Vor allem hab ich noch nie ein Magnetventil mit 0,14mm² verdrahtet, normalerweise mindestens 0,5mm².

Die Frage wäre auch, wie man den Magneten deklariert, da laut VDE 0113, der mindestquerschnitt bei 0,2mm² liegt, ausser Signalleitungen.


----------



## vierlagig (12 September 2007)

es gäbe da noch die möglichkeit der sicherungsklemmen, die entsprechend der stromaufnahme des sensors/aktors, eine schmelzsicherung intus haben...


----------



## Sockenralf (12 September 2007)

Hallo,

und auch noch eine schicke LED, die einem zeigt, wenn die Sicherung den Dienst quittiert hat  

MfG


----------



## vierlagig (12 September 2007)

was wirklich verdammt praktisch ist bei der fehlersuche ...auch wenn es schichtelektriker geben soll, die erstmal drei schmelzsicherungen verfeuern, bevor sie die leitung und den sensor/aktor überprüfen...


----------



## dourdien (12 September 2007)

Hallo bei geregelten Netzteilen ist ein Sitop Select von Siemens das richtige.
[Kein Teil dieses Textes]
PR #184, opened 2022-07-12
Setup GitHub Actions to run tests on opened, reopened or merged PR

BarcoMasile:
### Description
This PR introduces one workflow definition to run frontend tests and backend tests in parallel, every time a PR is opened, reopened or merged successfully

### Issues
[Asana task](https://app.asana.com/0/1202530481823466/1202523788825836/f)


.github/workflows/pull_request.yml
```diff
@@ -0,0 +1,53 @@
+
+name: Pull Request
+
+on:
+  pull_request:
+    types:
+      - opened
```
mtfranchetto, line 7: question(possibly-blocking): does this catch the case when someone does `git push` again on a branch? I guess that `synchronized` should be added [link](https://docs.github.com/en/actions/using-workflows/events-that-trigger-workflows#pull_request)

mtfranchetto: From Github:

> By default, a workflow only runs when a pull_request event's activity type is opened, synchronize, or reopened.

we can get rid of `types` entirely

BarcoMasile: actually now that I pushed a second revision, the check didn't run, so it's exactly as you said.
I will remove it and add a comment. Thank you

.github/workflows/pull_request.yml
```diff
@@ -0,0 +1,51 @@
...
+jobs:
+  frontend-tests:
+    runs-on: ubuntu-20.04
+
+    steps:
+      - name: Checkout repo
+        uses: actions/checkout@v3
+
+      - uses: actions/setup-node@v3
+        name: Setup Node version 16q
```
mtfranchetto, line 20: nitpick" I'll remove the version entirely, leaving only "Setup Node version", since the version is configured inside .nvmrc and can go out of sync, causing confusion

BarcoMasile: Absolutely right, it could cause more than a headache in the future.
Pushing new rev with this change. Thanks!

PR #190, opened 2022-07-14
Make wizard compliant with limits for external storage attachments

ermanno:
### Notes
This patch makes the wizard compliant with the limits for external
storage attachments.

When creating a new storage, we check that we are not violating the
constraint of the maximum number of storage of that given type we can
attach. The toggle that allows to switch between creation and attachment
of an existing storage is disabled according to the constraints of the
maximum number of storage that can be created or of existing storage that
can be attached.

### Tests
- Unit tests.
- Manual tests:
  - Attached Efs storage (creation).
  - Attached 20 Efs storages (existing), verifying that the toggle is automatically set to "use existing" and disabled (greyed out).
  - When the 20th existing Efs storage is attached, the toggle of the Efs storage to create is also disabled.

### DIFF
--- a/frontend/src/__tests__/storagCreationValidation.test.tsx
+++ b/frontend/src/__tests__/storagCreationValidation.test.tsx
@@ -1,0 +1,87 @@
+import { canCreateStorage, canAttachExistingStorage } from "../old-pages/Configure/Storage";
+
+
+describe("Given a function to determine whether we can create a storage of a given type", () => {
+    describe("when the storage type is not available", () => {
+        it("should not allow the creation of a new storage", () => {
+            expect(canCreateStorage(null, [], {})).toBeFalsy();
+        });
+    });
+    describe("when the storage type does not support creation", () => {
+        it("should not allow the creation of a new storage", () => {
+            expect(canCreateStorage("FsxOntap", [], {})).toBeFalsy();
+        });
+    });
+    describe("when the attached storages are not available", () => {
+        it("should allow the creation of a new storage", () => {
+            expect(canCreateStorage("Efs", null, {})).toBeTruthy();
+        });
+    });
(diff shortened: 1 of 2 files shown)


frontend/src/old-pages/Configure/Storage.js
```diff
@@ -494,6 +504,7 @@ function StorageInstance({index}) {
   const existingPath = STORAGE_TYPE_PROPS[storageType].mountFilesystem ? [...settingsPath, 'FileSystemId'] : [...settingsPath, 'VolumeId'];
```
sean-smith, line 504: This line causes an exception when the "Add Storage" button is clicked but no storage type is selected

ermanno: Yes, I had a discussion about this with @mtfranchetto, but he was telling me that this case shouldn't happen in this component (the line above with the `"none"` default shouldn't be needed).

ermanno: This was my understanding.

frontend/src/__tests__/storagCreationValidation.test.tsx
```diff
@@ -0,0 +1,87 @@
+import { canCreate, canAttachExisting } from "../old-pages/Configure/Storage";
+
+
+describe("Given a function to determine whether we can create a storage of a given type", () => {
+    describe("when the storage type is null", () => {
+        it("should return false", () => {
```
mtfranchetto, line 6: suggestion: it's better to avoid direct references to the implementation in the test spec to do a proper decoupling.
In this case "should return false" may be rephrased as "should not allow the creation of a new storage". Same goes for "when the storage type is null". 

Overall great tests!

mtfranchetto (approved):

PR #192, opened 2022-07-18
Realign PC API template reflecting aws-parallelcluster changes

ermanno:
### Notes

This patch realigns the PC API template, reflecting the changes in:

https://github.com/aws/aws-parallelcluster/blob/develop/api/infrastructure/parallelcluster-api.yaml

among those, the missing policies that were added in:

https://github.com/aws/aws-parallelcluster/pull/4194

### DIFF
--- a/infrastructure/parallelcluster-api.yaml
+++ b/infrastructure/parallelcluster-api.yaml
@@ -612,6 +612,7 @@ Resources:
                   - s3.data-source.lustre.fsx.amazonaws.com
           - Action:
               - lambda:CreateFunction
+              - lambda:TagResource
               - lambda:DeleteFunction
               - lambda:GetFunctionConfiguration
               - lambda:GetFunction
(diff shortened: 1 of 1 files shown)


sean-smith:
This file should be unnecessary now that https://github.com/aws/aws-parallelcluster/pull/3886 has been released in `3.1.3`. Suggest removing this file altogether and just referencing the stack on S3 directly.

ermanno:
Talking with @sean-smith it turns out that we don't need this template in the repo, we can use the PI API template hosted on S3. Closing this PR.

charlesg3:
My question is if we need to make corresponding changes in our own infrastructure to reflect the changes made in the PC infrastructure? We use the same imagebuilder process.

ermanno:
Regarding this, afaik (correct me if I am wrong), we reference the template with `TemplateURL: !Sub https://pcluster-manager-${AWS::Region}.s3.${AWS::Region}.amazonaws.com/parallelcluster-api.yaml` so we should "get" the changes made to that template automatically when we deploy the API.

Normale Sicherungen erfüllen die Vorschriften meines Wissens nicht. Zusätzlich kann man diese zwischen 2 - 10A einstellen. Der Nachteil ist der Preis und das man nur 1Phasig aufbauen kann.


----------



## crash (12 September 2007)

Bei Murr elektronik gibt es mehrkanalige elektronische Sicherungen.
Jeder Kanal ist einzeln einstellbar (Auslösestrom).
Meldung/Quittierung <-> SPS
Vorwarnung bei erreichen von 90% des eingestellten Stroms.
Jeder Kanal einzeln Schaltbar.
Superteile. und gar nicht teuer. ca 90€

http://onlineshop.murrelektronik.co...EE_GROUP=574&xtree=1&BEGIN=1&sLanguage=German


----------



## tmd (12 September 2007)

jabba schrieb:


> Hallo tmd,
> 
> von Siemens gibt es ein Modul für Sitop.
> Ich nehme meist die Siemens 5SY41..-05 die sind Karakteristik A ab 2A.
> ...


 
>>Die Magnete werden vom Hersteller mit 0,14mm2 geliefert!
Aber Danke für den Tipp mit dem Siemens Teil , das wird wohl das richtige sein !


----------



## tmd (12 September 2007)

crash schrieb:


> Bei Murr elektronik gibt es mehrkanalige elektronische Sicherungen.
> Jeder Kanal ist einzeln einstellbar (Auslösestrom).
> Meldung/Quittierung <-> SPS
> Vorwarnung bei erreichen von 90% des eingestellten Stroms.
> ...


 
Werde mir ansehen , Danke , mal sehen was besser ist Siemens oder Murr!


----------



## tmd (12 September 2007)

marlob schrieb:


> Strombelastbarkeit (Gruppe 1) von
> 0,14 mm2 2A
> 0,25 mm2 4A
> 0,34 mm2 6A
> ...


 
Wo finde ich solche Tabellen ??


----------



## MSB (12 September 2007)

@tmd
Tschuldigung, aber diesmal kann ichs mir mal nicht verkneifen.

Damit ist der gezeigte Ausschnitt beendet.